Military Experience?


My rather odd military experience came as a result of having lost my draft deferment upon graduating from college. To avoid the draft the USAF was my only option. I’d spend six months on active duty then five and a half years in the reserves. Here’s a highly edited version of the beginning of that tale from my first book of memoirs Three Stages.

Lackland Air Force Base, Texas Thursday 4 June 1959

The training was to start on the following Monday and guys from all over the country were arriving every day. We had been told to bring no personal items and no changes of clothing. We were assigned to a barracks and issued a towel, a footlocker, a flashlight, sheets and pillowcase, a toothbrush and a cake of soap.

By Saturday there were sixty-five of us and by then most of us stank. We had showers but no clean clothes. The more creative among us, including me, learned to shower at night in our underwear and sox which would be dry by the next morning. We were incarcerated in this rickety old building except for being marched to the mess hall for meals. Some of us, also including me, had smuggled in a book or two and they were guarded like cigarettes in prison.

We were almost all in our early twenties, college graduates and draft dodgers. There was not one warrior among us (though there were several lawyers).

Monday morning after breakfast we were marched, along with similar groups from three other barracks, to the parade ground and seated on bleachers. Four Training Instructors (“T. I.s” aka drill Sergeants), stood before us and called names dividing us into four “Flights”, like Companies in the Army. Each Flight was then marched to a barracks.

Our T. I. introduced himself as Staff Sergeant Daniel and told us to enter the barracks, line up in alphabetical order and report to him in the Flight office according to the instructions on the door. All the bunk beds had been stripped and collapsed. A stack of mattresses was piled at one end of the room. These were the instructions:

KNOCK ONCE LOUDLY
WHEN TOLD TO ENTER STAND AT ATTENTION
STATE YOUR NAME, RANK AND SERIAL NUMBER LOUDLY
“REPORTING AS ORDERED”

Seemed easy enough for college graduates but it turned out not to be. None of the ten or eleven guys preceding me knocked or spoke loudly enough the first time and we learned a lot about the correct posture for “attention”. The walls were paper thin so we could hear the entire drama being played out one recruit at a time.
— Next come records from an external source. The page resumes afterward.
PR #582, opened 2021-02-22
Update TEST_SCOPES in protocol unit test with additional scopes

kwollaston:
* Update `TEST_SCOPES` in protocol unit test with additional scopes
* Used `if hasattr(self, 'attr'):` instead of `if self.attr:` as I was getting an `AttributeError`

### DIFF
--- a/O365/connection.py
+++ b/O365/connection.py
@@ -857,7 +857,7 @@ class Connection:
         There is no guarantee that this method will be called by the garbage collection
         But this is not an issue because this connections will be automatically closed.
         """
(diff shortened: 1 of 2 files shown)


kwollaston:
The unit tests now pass, I would recommend moving the build to Github Actions.

janscas:
Hi @kwollaston the tests are a pending point on this project. Something was done a long time ago but nothing else. In fact the current tests are somewhat between wrong and null effect.

Anyway, merging this.

Thanks

Issue #584, opened 2021-02-24
Remove 3.5 from travis.yaml


cazador481:
The code uses f strings which do not supported until python 3.6.  So the python version 3.5 needs to be removed.

cazador481:
Looks like someone already submitted a patch to remove the fstrings.  closing

PR #585, opened 2021-02-24
issue #584: Remove python 3.5 from travis.

cazador481:
The code uses f-strings which aren't supported till 3.6  .

Along the way I also changed the minimum python version in the setup.py file to be python 3.6

Tested by setting up my own travis in github, and ran it.

### DIFF
--- a/.travis.yml
+++ b/.travis.yml
@@ -1,6 +1,5 @@
 language: python
 python:
-- '3.5'
 - '3.6'
 install:
 - pip install -r requirements-dev.txt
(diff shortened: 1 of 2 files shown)


kwollaston:
Hi @cazador481, the only instance of f-strings being used is in `utils/token.py`.
Therefore, I think the proper fix here is to change the f strings to the backwards compatible format. `"x: {} y: {}".format(x, y)`

The Github readme states:
"Requirements: >= Python 3.4"

The PyPI package specifies 3.4 as the minimum Python version.

I will also quote this from @janscas on what I guess is the original package (pyo365):
"Python 3.4 is the minimum required... I was very tempted to just go for 3.6 and use f-strings. Those are fantastic!"

janscas:
Correct! @kwollaston already submit a PR with the fix. Thanks!

PR #590, opened 2021-03-02
Update connection.py

kwollaston:
I have found that I couldn't assign a single value tuple without a trailing comma. If credentials is provided as `(app_id)` it ends up being turned in to a str (~~even if you explicitly cast it as a tuple~~ edit: this actually splits the string in to a tuple of it's chars) thus failing the tuple instance check. If you use `(app_id,)` everything works.

I added a check that will ensure it is a single value tuple by converting string to tuple (using the necessary trailing comma).


janscas:
Good!

PR #598, opened 2021-03-17
Allow pulling of DriveItems external to tenant

### LINKED ISSUE #513: Pulling DriveItems external to tenant
It looks like the [get_shared_with_me()](https://github.com/O365/python-o365/blob/master/O365/drive.py#L1557) method in storage.py by default only pulls in DriveItems that are internal to the user's tenant. 

According to the [Microsoft docs,](https://docs.microsoft.com/en-us/graph/api/drive-sharedwithme?view=graph-rest-1.0&tabs=http) , adding `?allowexternal=true` to the GET request allows the call to pull in external DriveItems. I don't see that currently supported in any way (Correct me if I'm wrong on that point, I'm pretty sure that it works outside of the query functionality for instance).

Possible to add support for this? Happy to submit a PR if I can confirm that this isn't supported.

mcoirad-gmmb:
Resolves #513

### DIFF
--- a/O365/drive.py
+++ b/O365/drive.py
@@ -1580,7 +1580,7 @@ class Drive(ApiComponent):
             url = self.build_url(self._endpoints.get('shared_with_me_default'))
 
         # whether to include driveitems external to tenant
-        params = {"$allowexternal" : allow_external}
+        params = {"allowexternal" : allow_external}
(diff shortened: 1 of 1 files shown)


janscas:
thanks!

PR #618, opened 2021-04-29
Allow a dynamic consent process using functions

Perzan:
This paves the way for more elegant alternatives for attaining a token using a consent URL. Example implementations would not be limited to using a web browser, a pyperclip copy, or a web browser combined with a custom redirect_uri and a temporary HTTP server on localhost.
The default and current consent process function is O365.utils.consent.consent_input_token.


Perzan:
That built-in/default method could probably renamed to "consent_console".

janscas:
Good addition! But I’m not sure how this will handle two step authentication methods.

PR #623, opened 2021-05-12
Use batch argument even when limit is huge

### LINKED ISSUE #622: When limit is bigger than protocols' max then batch size is always overridden
When calling `Folder.get_messages` with a limit higher than the `protocol.max_top_value` (or `None`) than the batch size will be overridden: `batch = self.protocol.max_top_value`. That way we can't handle latency issues since the batch size can't be controlled.

Perhaps it can be changed so if a `batch` argument is given it will not be overridden, regardless of the `limit` argument's value.

BentalGuy:
If a query has a limit which is bigger than the protocol's max_top_value than it only makes sense to batch it, and even more let the programmer decide the batch size.

Hope it doesn't break anything but it seems to me that if a batch argument can work with `limit = max_top_value  - 1` than it should also work with  `limit = max_top_value  + 1` .

Resolves #622

### DIFF
--- a/O365/mailbox.py
+++ b/O365/mailbox.py
@@ -195,7 +195,7 @@ class Folder(ApiComponent):
             url = self.build_url(self._endpoints.get('folder_messages').format(
                 id=self.folder_id))
 
-        if limit is None or limit > self.protocol.max_top_value:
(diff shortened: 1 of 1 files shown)


BentalGuy:
Fixes #622

janscas:
thanks

PR #587, opened 2017-08-06
Use narrower exclusion in rubocop.yml

mark-dce:


mark-dce:
Turns out additional files need to be excluded - you can either do that manually similar to 
https://github.com/curationexperts/epigaea/commit/961c26475ca936bb5b988f618e2186d38003122f

Or, if Bixby is updated, we can just update the bixby dependency and re-enable the filename Cop.

jenlindner:
Just put in a PR to update Bixby, will re-enable fielname cop after it gets merged.

jenlindner:
Addressed by #615.

PR #597, opened 2017-08-09
Remove database_auth

### LINKED ISSUE #440: Disable database authentication in production mode
We need a way to be able to log into the app in development mode that doesn't require us to get fake Shibboleth accounts from Emory.

One possible solution would be to allow Devise's database authentication if the Rails environment is in development mode, so devs can keep using database auth.

Another possible way would be to document how to run Shibboleth on our laptops, and then each dev can maintain their own set of user logins.

In production mode, the only possible way to log in should be through Shibboleth.

- [ ] In production mode, users can only log in using Shibboleth.

- [ ] In development mode, the developer has a way to log in that doesn't require access to external Shibboleth.  (i.e. I should be able to log in on my laptop, even if I'm disconnected from the internet.)

- [ ] In test mode, same as development mode:  I should be able to run the test suite without connecting to the internet.

- [ ] For DCE's demo environment(s), we need to be able to log in somehow (Probably using DCE's Shibboleth.  See comments below)

bess:
Closes #440


bess:
Thank you, @acozine. I think we've got it, thanks to you.

PR #612, opened 2017-08-09
fixing supplemental metadata ui bug and taking most tab specs out of ci

jenlindner:


spec/features/upload_supplemental_files_spec.rb
```diff
@@ -96,6 +96,22 @@
...
 
+    scenario "checking 'no files' after uploading a few and entering metadata hides the files and metadata form", js: true unless continuous_integration? do
+      click_on('Supplemental Files')
+
+      within('#supplemental_fileupload') do
+        page.attach_file('supplemental_files[]', "#{fixture_path}/magic_warrior_cat.jpg")
+      end
+
+      click_on('Show Additional Metadata')
+      sleep(10) # ugly but works
```
val99erie: Does `wait_for_ajax(10)` work here?  If so, we should use that instead.  Or you could do something like:
`expect(page).to have_css(something)`
where "something" is an element that appears on the page after you click the 'Show Additional Metadata' button.

val99erie: The `expect` line should wait until the correct css shows up on the page.

jenlindner: It doesn't. I tried a lot of variations on expect with the max time adjusted to be 10, but none of them worked here. It's a bootstrap component that handles its own showing and hiding, that very well might have an impact, and I agree it would be better to use a wait_until, which is what the comments say. But I don't think it's worth the extra time it would take at this point.

val99erie:
Looks like this branch needs to be rebased before we can merge this PR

Sergeant Daniel possessed a voice rivaling mine in power and used it fulsomely. He asked each guy three or four of a rotating list of about ten questions almost none of which were answered to his satisfaction. I listened carefully and learned.

When my turn came I was well prepared.

I hit the center panel of the door with all my strength and my fist went right through it. Instead of the previous roaring command from him I got a subdued “Come in”. Pulling my bleeding hand out of the door, I entered, braced myself at a proper attention and bellowed, full voice, “Sir, Airman Basic Bryant, serial number (whatever it was) reporting as ordered!

Daniel held up a hand and said, “No need to shout, Son.”

What he saw before him was a 190 pound football player with plenty of muscle and blood dripping from his right hand. What he did not see was an actor playing the role of a tough guy. Quietly he asked me several of his questions to which I barked concise, correct answers. He tried to trip me up on one of them asking if I hadn’t been given a towel. I replied, “Sir, the third item I mentioned was a towel.”

He asked me how long it would take me to organize the troops and set up all the bunks. I said “Sir, fifteen minutes, Sir.” He said, “Do it.”

The guys had all heard most of this and the story of my busting the door had traveled, no doubt with enhancements, to the back of the line so gaining cooperation was not a problem. They thought I was a monster. In ten minutes the bunks were mattressed and lined up perfectly and I reported this to Sergeant Daniel. After approving of the job he shouted, “Fall in on the road!” When we were lined up he said, “Airman Bryant front and center.” He had me face the group and announced, “This here is Airman Bryant and he’s your Barracks Chief”, turning to put his mouth six inches from my ear he yelled, “until he fucks up one time!

Sgt. Wyatt, Airman Chief Bryant

Near the end of the eleven week training I learned from the Senior T. I., Master Sergeant T. S. (for tough shit, we joked) Wyatt, that I was his first “Student Commander” to survive the entire period. The others had either been fired by their T. I.s or beaten up by their fellow trainees. This experience was seminal for me in learning how to be a leader who was both respected and liked and would be valuable in later life as I evolved into a producer, 1st AD and director.